= Ellen Frankel =

American writer

Ellen Frankel (born 1951) was the editor-in-chief of the Jewish Publication Society (JPS) from 1991 until 2009, and its CEO for ten years. She retired in 2009 to pursue her own writing and scholarly projects, as JPS's first editor emerita.

==Biography==
Frankel received her B.A. from the University of Michigan in 1973 and her Ph.D. in Comparative Literature from Princeton University in 1978.

Frankel has traveled widely as a storyteller and lecturer, speaking to synagogues, summer study institutes, Hillels, Jewish women's groups, JCCs, museums, schools, retirement communities, and radio audiences. Among the programs she presents are Reading the Torah through a Woman's Eyes; The Evil Eye, Hamsas and Other Jewish Superstitions; Jewish Tales of Love and Romance; Jewish Ethics through Jewish Tales; From Spark to Fire: How Jewish Books Are Born; The History of Jewish Publishing in America; and Writing a Jewish Children's Bible. She also lectures on her work as a librettist of operas and other musical works.

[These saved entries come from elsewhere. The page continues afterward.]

PR #314529, opened 2026-05-05
Stub getCurrentAuthedUser/getUserOrganizations on NullBaseOctoKitService

meganrogge:
## Problem

When running an msbench eval against `sessionTarget: agent-host-copilot` (e.g. `runtest local --benchmark vscbench.say_hello --config doc/examples/configs/agent-host.vscode.agent.yaml`), the Copilot extension host logs:

```
WARN this.octoKitService.getCurrentAuthedUser is not a function
```

…and the agent-host benchmark hangs.

## Root cause

In `src/extension/extension/vscode/services.ts`:

```ts
builder.define(IOctoKitService, isScenarioAutomation
    ? new SyncDescriptor(NullBaseOctoKitService)
    : new SyncDescriptor(OctoKitService));
```

The eval container sets `IS_SCENARIO_AUTOMATION=1`, so `NullBaseOctoKitService` is injected as `IOctoKitService`. But `NullBaseOctoKitService` extends `BaseOctoKitService`, which only implements the `*WithToken` variants (`getCurrentAuthedUserWithToken`, `getUserOrganizationsWithToken`). The no-arg interface methods `getCurrentAuthedUser()` / `getUserOrganizations()` are only implemented on the real `OctoKitService` (which has access to `IAuthenticationService` to fetch the token).

## Why agent-host specifically

The only non-test caller of `IOctoKitService.getCurrentAuthedUser` is `GitHubOrgChatResourcesService.computePreferredOrganizationName` (`src/extension/agents/vscode-node/githubOrgChatResourcesService.ts`). That service is consumed by `GitHubOrgCustomAgentProvider` and `GitHubOrgInstructionsProvider` — features that **only the agent-host code path** activates to discover GitHub-org-backed custom agents and instruction files. Regular chat / inline chat / edit mode never traverse this service, which is why every other `sessionTarget` runs cleanly through the eval and only `agent-host-copilot` triggers it.

## Fix

Add stub overrides on `NullBaseOctoKitService`:

- `getCurrentAuthedUser()` → returns the `NullUser` placeholder (consistent with the existing `getCurrentAuthedUserWithToken` stub).
- `getUserOrganizations()` → returns `[]`.

The caller already handles the empty / unsigned-in case correctly (it just skips org discovery), so this unblocks the agent-host eval path without changing real-user behavior.

## Validation

Type-checks cleanly. End-to-end validation requires this fix to ship in Insiders so the eval Docker image picks it up; once that lands, re-run `runtest local --benchmark vscbench.say_hello --config doc/examples/configs/agent-host.vscode.agent.yaml`.

Companion to https://github.com/microsoft/vscode/pull/314526 (which fixes the parallel `agentHostPermissionService` workbench-DI error encountered on the same eval run).


roblourens (approved):

meganrogge:

```yaml
vscodeSettings:
  chat.tools.compressOutput.enabled: true
```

A scholar of Jewish folklore, Frankel has published The Classic Tales: 4000 Years of Jewish Lore, a collection of 300 traditional Jewish tales; and The Encyclopedia of Jewish Symbols, co-authored with artist Betsy Teutsch. She is also the author of The Five Books of Miriam: A Woman's Commentary on the Torah, published in an Israeli Hebrew edition as Midrash Miriam. She is the editor of The Jewish Spirit: A Celebration in Stories and Art, and contributing author to the ten-volume series, My People’s Prayerbook. She is also the author of The Illustrated Hebrew Bible, and the JPS Illustrated Children’s Bible.

In 2022-23, Frankel penned a three-book series called “The Jerusalem Mysteries”: The Deadly Scrolls, The Hyena Murders, and The Passover Protocols. Frankel has published two books for young people - Choosing To Be Chosen, a collection of stories for Jewish pre-teens, and a sequel, Tell It Like It Is: Tough Choices for Today’s Teens, which she co-authored with her teenage daughter.

Frankel has also written libretti for three choral pieces composed by Andrea Clearfield: Mothers of Moses, The Golem Psalms, and Beyond the Binary, celebrating the centennial of the publication of Karel Capek’s science fiction classic, R.U.R. She is the librettist for two operas: Slaying the Dragon, with music by Michael Ching, based on the book, Not By the Sword by Kathryn Watterson; and The Triangle Fire, with composer Leonard Lehrman, based on the 1911 Triangle Shirtwaist Factory Fire in New York.

Frankel received the Myrtle Wreath Award from Hadassah in February 2000, the Bernard Reisman Professional Excellence Award from Brandeis University in May 2009 and the National Jewish Book Award in the Illustrated Children's Book category for The JPS Illustrated Children's Bible in 2009. In 2023, Frankel received the National Jewish Book Council’s Mentorship Award.